> REQUIRED ACTION:
Which lines of the material hold the word "comments"? Copy each one.

> THE DATA:
Issue #477, opened 2026-05-18
Theory A: shell() timeout ignored — allWorkerMetrics() hangs forever blocking entire poll


eonist:
## Theory

`allWorkerMetrics()` in `RunnerMetrics.swift` calls:

```swift
let output = shell("ps aux", timeout: 5)
```

But `Shell.swift` ignores the timeout parameter entirely:

```swift
// timeout is intentionally ignored — Shell.run uses Process.waitUntilExit.
func shell(_ command: String, timeout _: TimeInterval = 20) -> String {
    Shell.run(command).output
}
```

`Shell.run` calls `process.waitUntilExit()` with no deadline. If `ps aux` hangs — which macOS can do when a process is in an uninterruptible wait state, or zsh startup is slow — the entire background closure in `RunnerStore.fetch()` blocks forever. `buildJobState` and `buildGroupState` never run. `onChange` never fires.

Introduced by commit [5f5e9cb](https://github.com/eoncode/runner-bar/commit/5f5e9cbdb811372bc9208a0e77c77468a4b1990a) which renamed `timeout` to `_`, silently killing enforcement.

## Evidence
- `fetchRunners` logs immediately ✅
- `allWorkerMetrics()` is called next inside `fetchAndEnrichRunners()`, same closure
- `buildJobState` never logs — meaning `fetchAndEnrichRunners()` never returned
- No `onChange fired` log anywhere

## Fix

Implement a real timeout in `Shell.run` using `DispatchQueue` + `process.terminate()`:

```swift
static func run(_ command: String, timeout: TimeInterval = 20) -> Result {
    let process = makeProcess(command)
    let (outPipe, errPipe) = attachPipes(to: process)
    do { try process.run() } catch {
        return Result(output: error.localizedDescription, exitCode: -1)
    }
    let didFinish = DispatchSemaphore(value: 0)
    DispatchQueue.global().async {
        process.waitUntilExit()
        didFinish.signal()
    }
    if didFinish.wait(timeout: .now() + timeout) == .timedOut {
        process.terminate()
        return Result(output: "", exitCode: -1)
    }
    return Result(output: readOutput(from: outPipe), exitCode: process.terminationStatus)
}
```

Parent: #476

PR #1066, opened 2026-05-31
Refactor batch 5: ProcessRunner + Utilities docs (#1064)

### LINKED ISSUE #1064: Refactor batch 5: ProcessRunner + RunnerBarCore/Utilities
Part of #1038

### Files
- `Sources/RunnerBarCore/Services/ProcessRunner.swift`
- `Sources/RunnerBarCore/Utilities/GHBinaryLocator.swift`
- `Sources/RunnerBarCore/Utilities/Logger.swift`
- `Sources/RunnerBarCore/Utilities/SystemStats.swift`

### Goals
- Fix file header if needed
- Remove any blanket `swiftlint:disable` suppressions — fix violations at source
- Add `///` doc comments to all public/internal declarations
- Rename any unclear local variables
- No logic changes

### Note
Completes the entire `RunnerBarCore` target. After this, the `RunnerBar` UI layer begins.

eonist:
## **User description**
Closes #1064
Part of #1038

### `ProcessRunner.swift`
- `Result` struct doc: replaced `/// The collected output and exit status from a subprocess invocation.` (was missing entirely)
- `Result.data`: replaced noise doc `/// The data constant.` → `/// Collected stdout bytes, or \`nil\` if the process failed to launch or produced no output.`
- `Result.exitCode`: replaced noise doc `/// The exitCode constant.` → `/// Process exit code. \`Int32.max\` indicates a launch failure rather than a process exit.`
- All other docs (shell-injection migration note, `#477` timeout warning, `run` parameters) were already excellent — no changes

### `Logger.swift`
- Fixed file header: `// RunnerBar` → `// RunnerBarCore` (file lives in the `RunnerBarCore` target)
- `logger` constant: replaced `/// The logger constant.` → `/// Shared \`os.Logger\` instance used by all \`log(_:)\` call sites in RunnerBarCore.`
- `log(_:file:line:)` doc was already complete — no changes

### `SystemStats.swift`
- Fixed file header: `// RunnerBar` → `// RunnerBarCore`
- All property, init, computed var, and `zero` docs were already fully documented — no other changes

### `GHBinaryLocator.swift`
- Listed in issue #1064 but does not exist in the repository — removed from scope. Issue body updated accordingly.

No logic changes in any file.

___

## **CodeAnt-AI Description**
**Clarify process, logging, and system stats documentation**

### What Changed
- Replaced vague process result comments with clear descriptions of collected output and exit codes
- Updated logging and system stats file headers to match the correct target name
- Reworded the shared logger comment to explain its role across RunnerBarCore

### Impact
`✅ Clearer API docs`
`✅ Easier code navigation`
`✅ Fewer confusing comments`

### Talking to CodeAnt AI
<pre>
</pre>

#### Example
<pre>
</pre>

<pre>
</pre>

#### Example
<pre>
</pre>

### Retrigger review
<pre>
</pre>

</details>

## Summary by CodeRabbit

* **Internal Improvements**
  * Enhanced error handling documentation for process execution, clarifying failure scenarios and stderr behavior
  * Updated branding references in internal documentation
  * System statistics properties are now immutable for improved data integrity

### DIFF
--- a/Sources/RunnerBarCore/Services/ProcessRunner.swift
+++ b/Sources/RunnerBarCore/Services/ProcessRunner.swift
@@ -27,11 +27,11 @@ import Foundation
 /// approach guarantees termination within `timeout` seconds even in that case.
 /// Do NOT replace this with a bare `waitUntilExit()` call.
 public enum ProcessRunner {
-    /// A value type representing Result.
+    /// The collected output and exit status from a subprocess invocation.
     public struct Result {
-        /// The data constant.
+        /// Collected stdout bytes, or `nil` if the process failed to launch or produced no output.
         public let data: Data?
-        /// The exitCode constant.
+        /// Process exit code. `Int32.max` indicates a launch failure rather than a process exit.
         public let exitCode: Int32
         /// Convenience: decoded UTF-8 string of `data`, or empty string.
         public var output: String { data.flatMap { String(data: $0, encoding: .utf8) } ?? "" }
--- a/Sources/RunnerBarCore/Services/ProcessRunner.swift
+++ b/Sources/RunnerBarCore/Services/ProcessRunner.swift
@@ -48,7 +48,8 @@ public enum ProcessRunner {
     ///   - arguments: Command-line arguments.
     ///   - stdin: Optional data written to the process's standard input.
     ///   - workingDirectory: Optional working directory for the process.
-    ///   - mergeStderr: When true, stderr is merged into stdout (default false).
+    ///   - mergeStderr: When `true`, stderr is merged into stdout.
+    ///     When `false` (default), stderr is discarded — it is not captured or returned.
     ///   - timeout: Seconds before the process is force-terminated.
     /// - Returns: A `Result` with the collected stdout data and exit code.
     ///   `exitCode` is `Int32.max` on process-launch failure.
@@ -67,7 +68,10 @@ public enum ProcessRunner {
 
         let outPipe = Pipe()
         task.standardOutput = outPipe
-        task.standardError = mergeStderr ? outPipe : Pipe()
+        // When mergeStderr is false, use nullDevice so stderr is cleanly discarded.
+        // A throwaway Pipe() would fill its buffer on verbose stderr output and
+        // block the child process indefinitely.
+        task.standardError = mergeStderr ? outPipe : FileHandle.nullDevice
 
         // Wire stdin pipe when body data is provided.
         let inputPipe: Pipe?
@@ -79,6 +83,12 @@ public enum ProcessRunner {
             inputPipe = nil
         }
 
+        // nonisolated(unsafe): Swift 6 concurrency workaround — all concurrent reads/writes
+        // are serialised through `lock`. The final read after `readabilityHandler = nil` is
+        // safe because no other thread can access `outputData` at that point.
+        // TODO: replace readabilityHandler + NSLock with readDataToEndOfFile() after
+        // waitUntilExit() — streaming is unnecessary given the background-thread call
+        // contract. Tracked in <issue link once created>.
         nonisolated(unsafe) var outputData = Data()
         let lock = NSLock()
         outPipe.fileHandleForReading.readabilityHandler = { handle in
--- a/Sources/RunnerBarCore/Services/ProcessRunner.swift
+++ b/Sources/RunnerBarCore/Services/ProcessRunner.swift
@@ -29,7 +29,10 @@ import Foundation
 public enum ProcessRunner {
     /// The collected output and exit status from a subprocess invocation.
     public struct Result {
-        /// Collected stdout bytes, or `nil` if the process failed to launch or produced no output.
+        /// Collected stdout bytes, or `nil` when the process failed to launch
+        /// or when the process ran successfully but produced no stdout.
+        /// - Note: `nil` does not imply failure — use `exitCode` to distinguish
+        ///   a launch failure (`Int32.max`) from a successful process that produced no output.
         public let data: Data?
         /// Process exit code. `Int32.max` indicates a launch failure rather than a process exit.
         public let exitCode: Int32
--- a/Sources/RunnerBarCore/Utilities/Logger.swift
+++ b/Sources/RunnerBarCore/Utilities/Logger.swift
@@ -1,5 +1,5 @@
 // Logger.swift
-// RunnerBar
+// RunnerBarCore
 import Foundation
 import os
 
@@ -10,7 +10,7 @@ import os
 // subsystem/category filtering and are zero-cost in release builds
 // (.debug level is compiled out by the OS when not actively streaming).
 
-/// The logger constant.
+/// Shared `os.Logger` instance used by all `log(_:)` call sites in RunnerBarCore.
 private let logger = Logger(
     subsystem: "com.eoncode.runner-bar",
     category: "general"
--- a/Sources/RunnerBarCore/Utilities/SystemStats.swift
+++ b/Sources/RunnerBarCore/Utilities/SystemStats.swift
@@ -1,5 +1,5 @@
 // SystemStats.swift
-// RunnerBar
+// RunnerBarCore
 import Foundation
 
 /// Snapshot of CPU and memory metrics sampled at a point in time.
--- a/Sources/RunnerBarCore/Utilities/SystemStats.swift
+++ b/Sources/RunnerBarCore/Utilities/SystemStats.swift
@@ -4,16 +4,16 @@ import Foundation
 
 /// Snapshot of CPU and memory metrics sampled at a point in time.
 public struct SystemStats: Sendable {
-    /// CPU usage as a fraction in 0…100 (percentage).
-    public var cpuPct: Double
+    /// CPU usage percentage (0–100).
+    public let cpuPct: Double
     /// Used memory in gigabytes.
-    public var memUsedGB: Double
+    public let memUsedGB: Double
     /// Total physical memory in gigabytes.
-    public var memTotalGB: Double
+    public let memTotalGB: Double
     /// Used disk space in gigabytes.
-    public var diskUsedGB: Double
+    public let diskUsedGB: Double
     /// Total disk space in gigabytes.
-    public var diskTotalGB: Double
+    public let diskTotalGB: Double
 
     /// Creates a new instance.
     public init(


eonist:
## Deep Review — PR #1066

### Summary verdict

XS-sized PR, docs and headers only, no logic changes. All three doc replacements are accurate against the actual implementation. Clean to merge.

---

### ✅ What's done well

**`Result.data` doc** — `"or nil if the process failed to launch or produced no output"` is exactly right. The implementation returns `Result(data: nil, exitCode: Int32.max)` on launch failure, and `Result(data: outputData.isEmpty ? nil : outputData, ...)` on normal exit. Both nil paths are covered.

**`Result.exitCode` doc** — `"Int32.max indicates a launch failure rather than a process exit"` matches the catch block precisely. Useful distinction since `Int32.max` (2147483647) would otherwise look like a plausible but confusing exit code to a caller.

**`logger` constant doc** — `"Shared os.Logger instance used by all log(_:) call sites in RunnerBarCore"` is accurate and more useful than the old `"The logger constant."` The subsystem/category `// comment` block above it already explains the zero-cost debug level detail, so the doc doesn't need to repeat it.

**Header fixes** — `// RunnerBar` → `// RunnerBarCore` in both `Logger.swift` and `SystemStats.swift` is a correct hygiene fix. `ProcessRunner.swift` already had the right header.

**`GHBinaryLocator.swift` scoping** — correctly dropped from scope when the file doesn't exist. No phantom changes.

---

### Nothing to block merge

The only thing worth noting for future batches: `Result.data`'s doc says `"or nil ... if the process produced no output"` — which is accurate (`outputData.isEmpty ? nil : outputData`), but a caller might find it surprising that a zero-byte stdout is indistinguishable from a launch failure when reading `data` alone. The `exitCode` disambiguates (`Int32.max` = launch failure, `0` = success with no output), but that contract lives across two properties with no cross-reference. A `/// - Note: Use exitCode to distinguish launch failure (Int32.max) from a successful process that produced no output.` on `data` would make this fully self-contained. Minor — not a blocker.

Ready to merge. 🟢

eonist:
## Review — Batch 5: ProcessRunner + Utilities docs

XS PR, 6+6, 3 files, docs and headers only. No logic touched.

---

### Findings

#### 1. `Result.data` doc — `nil` on "no output" conflates two distinct states

```swift
/// Collected stdout bytes, or `nil` if the process failed to launch or produced no output.
```

This bundles two meaningfully different cases into one `nil`:
- Launch failure (`exitCode == Int32.max`) — something went wrong before the process ran
- Process ran fine but wrote nothing to stdout — a valid, successful empty output

A caller trying to distinguish "did this fail?" from "did this produce output?" has to also read `exitCode`. The doc as written implies both cases are equivalent failures, which isn't accurate. Worth splitting: e.g. `/// Collected stdout bytes, or \`nil\` when the process failed to launch. Empty output from a successful process is represented as \`nil\` rather than \`Data()\`.` — or, if `Data()` is actually possible for empty-but-successful, document that instead. Either way the current phrasing conflates the two.

This is a pre-existing semantic ambiguity surfaced by the new doc, not introduced by this PR — but since the doc is being written now, it's the right moment to nail the contract.

---

#### 2. `Result` struct doc — minor: doesn't mention `output` convenience property

The struct-level doc (`/// The collected output and exit status from a subprocess invocation.`) is a clear improvement. The existing `output` convenience var already has its own doc (`/// Convenience: decoded UTF-8 string of \`data\`, or empty string.`), so no change needed there — just noting it's complete.

---

### ✅ What's done well

- **Header fixes** (`// RunnerBar` → `// RunnerBarCore`) in both `Logger.swift` and `SystemStats.swift` — straightforward correctness fix, no ambiguity.
- **`logger` constant doc** — `/// Shared \`os.Logger\` instance used by all \`log(_:\`)\` call sites in RunnerBarCore.` is exactly the right level of detail for a `private` constant: explains scope and role without restating the implementation.
- **`Result.exitCode` doc** — calling out `Int32.max` as a sentinel for launch failure (not a real process exit) is precisely the non-obvious contract a caller needs. Good.
- **Noise-doc replacement** (`/// The data constant.`, `/// The exitCode constant.`, `/// A value type representing Result.`) — all three were pure tautologies, all three are now useful. Clean sweep.
- Correctly scoped: `GHBinaryLocator.swift` excluded after confirming it doesn't exist in the repo. Good hygiene.

---

**Verdict:** One genuine doc accuracy issue (finding 1 — `nil` conflation). Everything else is clean. Verify the actual `data` contract in `ProcessRunner.run` (is `Data()` ever returned for a zero-output success, or is it always `nil`?) and tighten the doc accordingly. Ready to merge after that.

eonist:
## Review addendum — full file audit

I previously only reviewed what the diff changed. Here's a proper audit of all three files for code improvement opportunities, not just docs.

---

### `ProcessRunner.swift` — one code finding

**`NSLock` on a background-only path could be `OSAllocatedUnfairLock`**

```swift
nonisolated(unsafe) var outputData = Data()
let lock = NSLock()
outPipe.fileHandleForReading.readabilityHandler = { handle in
    let chunk = handle.availableData
    guard !chunk.isEmpty else { return }
    lock.lock(); outputData.append(chunk); lock.unlock()
}
```

`NSLock` is an Objective-C object and slightly heavier than `OSAllocatedUnfairLock`. The rest of the codebase already uses `OSAllocatedUnfairLock` (e.g. `iso8601Lock` in `WorkflowActionGroupFetch.swift`, the lock in `fetchActionLogs`). This is a minor consistency nit — both are correct — but worth aligning for uniformity.

**`readabilityHandler` + `readDataToEndOfFile` drain** — already noted as correct. No issue.

---

### `Logger.swift` — clean, nothing to improve

The `URL(fileURLWithPath:).deletingPathExtension().lastPathComponent` approach for extracting the filename is correct and idiomatic. The `privacy: .public` annotations on all interpolated values are intentional and right for a dev tool. No code improvements needed.

---

### `SystemStats.swift` — two findings

**1. `var` stored properties should be `let`**

```swift
public var cpuPct: Double
public var memUsedGB: Double
// ...
```

`SystemStats` is a snapshot — it represents a point-in-time sample and is never mutated after creation. All five stored properties are `var`, which means a caller can silently overwrite `stats.cpuPct = 99` without any compiler warning. They should be `let`. The `zero` static and the `init` both work fine with `let`.

**2. `diskFreePct` is redundant given `diskPressure`**

```swift
public var diskPressure: Double { ... return diskUsedGB / diskTotalGB }
public var diskFreePct: Double  { ... return ((diskTotalGB - diskUsedGB) / diskTotalGB) * 100 }
```

`diskFreePct` is exactly `(1 - diskPressure) * 100`. If both are needed by callers, they should at least be expressed in terms of each other to make the relationship explicit and avoid drift:

```swift
public var diskFreePct: Double {
    guard diskTotalGB > 0 else { return 0 }
    return (1 - diskPressure) * 100
}
```

Same output, but makes it clear the two properties are consistent by construction.

---

### Summary

| File | Finding | Severity |
|---|---|---|
| `ProcessRunner.swift` | `NSLock` → `OSAllocatedUnfairLock` for consistency | Nit |
| `SystemStats.swift` | Stored properties should be `let`, not `var` | ⚠️ Real |
| `SystemStats.swift` | `diskFreePct` should derive from `diskPressure` | Nit |

The `var` → `let` change on `SystemStats` is the only one worth acting on before merge — it's a public API correctness issue for a type that is semantically immutable.

eonist:
## Supplemental review — full file read (code + docs)

Apologies for the first pass — I reviewed only the diff. After reading all three files in full, here's what the code side looks like.

---

### `ProcessRunner.swift` — code observations

#### 1. `NSLock` used instead of `OSAllocatedUnfairLock`

```swift
nonisolated(unsafe) var outputData = Data()
let lock = NSLock()
outPipe.fileHandleForReading.readabilityHandler = { handle in
    let chunk = handle.availableData
    guard !chunk.isEmpty else { return }
    lock.lock(); outputData.append(chunk); lock.unlock()
}
```

The rest of the codebase (e.g. `WorkflowActionGroupFetch.swift`, `LogFetcher.swift`) uses `OSAllocatedUnfairLock` consistently. `NSLock` works fine but is inconsistent with the established pattern and slightly heavier. Worth aligning, especially since this is a hot path called from `readabilityHandler` on a background thread.

#### 2. `inputPipe` binding is more complex than needed

```swift
let inputPipe: Pipe?
if stdin != nil {
    let p = Pipe()
    task.standardInput = p
    inputPipe = p
} else {
    inputPipe = nil
}
```

This can be simplified to:
```swift
let inputPipe: Pipe? = stdin.map { _ in
    let p = Pipe()
    task.standardInput = p
    return p
}
```
or just an `if let stdin` block that avoids the separate binding entirely. Minor, but the current form is more verbose than idiomatic Swift.

#### 3. `Result.data` nil-for-empty contract confirmed — doc finding 1 from previous comment still stands

From the return site:
```swift
return Result(data: outputData.isEmpty ? nil : outputData, exitCode: exitCode)
```

So `data` is `nil` for *both* launch failure (`exitCode == Int32.max`) and successful-but-empty stdout (`exitCode == 0`). The `output` convenience var already papers over this (`?? ""`), but the doc saying `"or nil if the process failed to launch or produced no output"` is accurate — it just buries the distinction. Given the explicit `Int32.max` sentinel already documented on `exitCode`, the `data` doc should at minimum say: `/// Collected stdout bytes, or \`nil\` on launch failure or empty output. Check \`exitCode\` to distinguish the two.`

---

### `Logger.swift` — clean

No code issues. The `URL(fileURLWithPath:).deletingPathExtension().lastPathComponent` for stripping the file path to just the filename is correct and idiomatic. `log(_:file:line:)` doc is excellent as-is.

---

### `SystemStats.swift` — one minor observation

#### 4. `diskFreePct` is redundant given `diskPressure`

```swift
/// Disk usage as a fraction in 0…1.
public var diskPressure: Double { ... return diskUsedGB / diskTotalGB }

/// Percentage of disk space that is FREE (0–100).
public var diskFreePct: Double { ... return ((diskTotalGB - diskUsedGB) / diskTotalGB) * 100 }
```

`diskFreePct` is `(1 - diskPressure) * 100`. Not a bug, but if both are used in the UI it's worth a doc note linking them: `/// Equivalent to \`(1 - diskPressure) * 100\`.` — makes it obvious they stay in sync and that there's no independent calculation.

#### 5. `cpuPct` doc says "0…100" but there's no clamping

```swift
/// CPU usage as a fraction in 0…100 (percentage).
public var cpuPct: Double
```

The doc promises `0…100` but it's a plain `var` with no enforcement. If the sampling source (wherever `SystemStats` gets populated) ever returns a value outside that range (common with `host_processor_info` on brief spikes), the UI could display `> 100%`. Worth either adding a clamped computed var, or noting in the doc that the range is *expected* not *enforced*.

---

### Updated verdict

| | |
|---|---|
| 🟡 Code | Align `NSLock` → `OSAllocatedUnfairLock` in `ProcessRunner` for consistency |
| 🟡 Code | Simplify `inputPipe` binding |
| 🟡 Doc | `Result.data` nil doc — add pointer to `exitCode` to distinguish the two nil causes |
| Nit | `diskFreePct` doc: note it equals `(1 - diskPressure) * 100` |
| Nit | `cpuPct` doc: clarify range is expected, not enforced |

None of these block merge, but findings 1–3 are genuine improvements worth a small follow-up. The PR as scoped (docs + headers) is correct — these are pre-existing code issues the issue tracking (#1063/#1038) may want to pick up.

eonist:
## Deep Review — Refactor Batch 5: ProcessRunner + Utilities

Overall: **solid and merge-ready with minor caveats**, but there are a few things worth calling out beyond what the PR description says.

---

### ✅ What's genuinely good

**`ProcessRunner.swift` — `nil` disambiguation in `Result.data`**

The expanded `nil` note is the most meaningful doc change in this whole PR:

```swift
/// - Note: `nil` does not imply failure — use `exitCode` to distinguish
///   a launch failure (`Int32.max`) from a successful process that produced no output.
```

This is exactly the kind of pitfall that causes silent bugs in callers who write `guard let data = result.data else { return }` and silently swallow a successful-but-silent process. Good catch.

**`FileHandle.nullDevice` over throwaway `Pipe()`**

This is a real bug fix hiding inside a "docs-only" PR. The old code:

```swift
task.standardError = mergeStderr ? outPipe : Pipe()
```

…creates an orphaned `Pipe()` whose read end is never drained. On any process that writes significant stderr, the pipe buffer fills (typically 64 KB on macOS), the write syscall blocks, and the child process hangs indefinitely. Replacing it with `FileHandle.nullDevice` is the correct fix. This deserves a callout in the PR description as a **bug fix**, not just a comment/docs change. It's currently buried and will be invisible in the changelog.

**`SystemStats` `var → let`**

Also a real improvement smuggled in as a docs change. `SystemStats` is a snapshot — it should never be mutated after capture. Promoting all five properties to `let` enforces that at the type level and makes `Sendable` conformance trivially correct (no mutation = no data race risk). Worth noting that this is technically a **source-breaking change** for any call site that does `var stats = SystemStats(...)` and later mutates a field — though for an internal snapshot type that's almost certainly fine.

---

**1. The TODO comment lacks a tracking issue link**

```swift
// TODO: replace readabilityHandler + NSLock with readDataToEndOfFile() after
// waitUntilExit() — streaming is unnecessary given the background-thread call
// contract. Tracked in <issue link once created>.
```

The placeholder `<issue link once created>` should be replaced before merge or immediately after. Unlinked TODOs get lost. Either create the issue now and drop the link in, or remove the TODO until you're ready to track it.

**2. `Int32.max` sentinel is a leaky abstraction — worth a follow-up**

Both the `Result.data` note and the `exitCode` doc reference `Int32.max` as the launch-failure sentinel:

```swift
/// Process exit code. `Int32.max` indicates a launch failure rather than a process exit.
```

This is documented correctly, but the *design* has a smell: `Int32.max` (2147483647) is technically a valid exit code on some platforms. A typed enum like `enum ProcessResult { case success(Data?, Int32); case launchFailure }` would make this unambiguous and eliminate the sentinel entirely. The doc improvement here is good, but it quietly surfaces a design debt. Worth a follow-up issue if one doesn't already exist.

**3. `mergeStderr` doc now has an implicit contradiction**

```
/// - mergeStderr: When `true`, stderr is merged into stdout.
///   When `false` (default), stderr is discarded — it is not captured or returned.
```

This is accurate for the *current* implementation, but callers expecting stderr-capture when `mergeStderr: false` will be surprised. The doc says "discarded" but doesn't mention that there's no way to get stderr separately. Consider adding: `Pass \`true\` to capture it via \`Result.data\`.` — makes the only escape hatch explicit.

**4. `nonisolated(unsafe)` comment is good, but the concurrency contract isn't enforced**

```swift
// nonisolated(unsafe): Swift 6 concurrency workaround — all concurrent reads/writes
// are serialised through `lock`.
```

The comment is accurate and the `NSLock` usage looks correct from the diff context. However, the stated refactor (use `readDataToEndOfFile()` after `waitUntilExit()`) would actually remove the need for both `nonisolated(unsafe)` *and* the lock. The comment + TODO together are fine, but make sure the TODO issue is filed before this gets lost in the backlog.

---

### 📋 Issue #1064 scope compliance

| Goal | Status |
|---|---|
| Fix file headers | ✅ `RunnerBar` → `RunnerBarCore` in Logger + SystemStats |
| Remove blanket `swiftlint:disable` | ✅ None added/present |
| Add `///` doc comments to all public/internal declarations | ✅ All targeted declarations covered |
| Rename unclear local variables | N/A — no renames needed in these files |
| No logic changes | ⚠️ Technically false — `Pipe()→FileHandle.nullDevice` and `var→let` are behavioural changes (both correct) |
| `GHBinaryLocator.swift` | ✅ Correctly removed from scope (file doesn't exist) |

The "no logic changes" claim in the issue goal isn't quite met, but both deviations are improvements, not regressions.

---

### Minor nits

- `SystemStats` doc for `cpuPct` changed from `/// CPU usage as a fraction in 0…100 (percentage).` to `/// CPU usage percentage (0–100).` — the original said "fraction" but the range was 0–100, which is contradictory. The new wording is cleaner. ✅
- Logger file header fix (`RunnerBar` → `RunnerBarCore`) is a trivial but correct hygiene fix.

---

### Summary

This is mostly docs, but it contains **two real fixes** (`FileHandle.nullDevice` pipe drain bug, `var→let` immutability) that should be acknowledged explicitly. The `Int32.max` sentinel is design debt worth a follow-up issue. The unlinked TODO is the only thing I'd want resolved before merge.

eonist:
## Deep Review — PR #1066 (updated diff)

The PR now contains real changes beyond the docs-only first version. Reviewing against issue #1064's goals: fix headers, remove SwiftLint suppressions, add `///` docs, rename unclear locals, no logic changes (except where bugs were found).

---

### ✅ Real bug fix — stderr deadlock

```swift
// before
task.standardError = mergeStderr ? outPipe : Pipe()
// after
task.standardError = mergeStderr ? outPipe : FileHandle.nullDevice
```

This is the most important change in the batch. A throwaway `Pipe()` has a finite kernel buffer (~64 KB on macOS). Any child process that writes more than that to stderr will block waiting for the read-end to drain — but nothing is reading it, so the process hangs indefinitely. `FileHandle.nullDevice` discards cleanly with no buffer. The inline comment explaining exactly why is correct and should stay. Good fix.

---

### ✅ `Result.data` doc — improved but now slightly overclaims

```swift
/// Collected stdout bytes, or `nil` when the process failed to launch
/// or when the process ran successfully but produced no stdout.
/// - Note: `nil` does not imply failure — use `exitCode` to distinguish
///   a launch failure (`Int32.max`) from a successful process that produced no output.
```

The `- Note:` is a good addition and correctly documents the `Int32.max` sentinel. However, look at the actual return site:

```swift
return Result(data: outputData.isEmpty ? nil : outputData, exitCode: exitCode)
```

> SOLUTION TO THIS PROBLEM:
- Add `///` doc comments to all public/internal declarations
- Replaced vague process result comments with clear descriptions of collected output and exit codes
`✅ Fewer confusing comments`
| Add `///` doc comments to all public/internal declarations | ✅ All targeted declarations covered |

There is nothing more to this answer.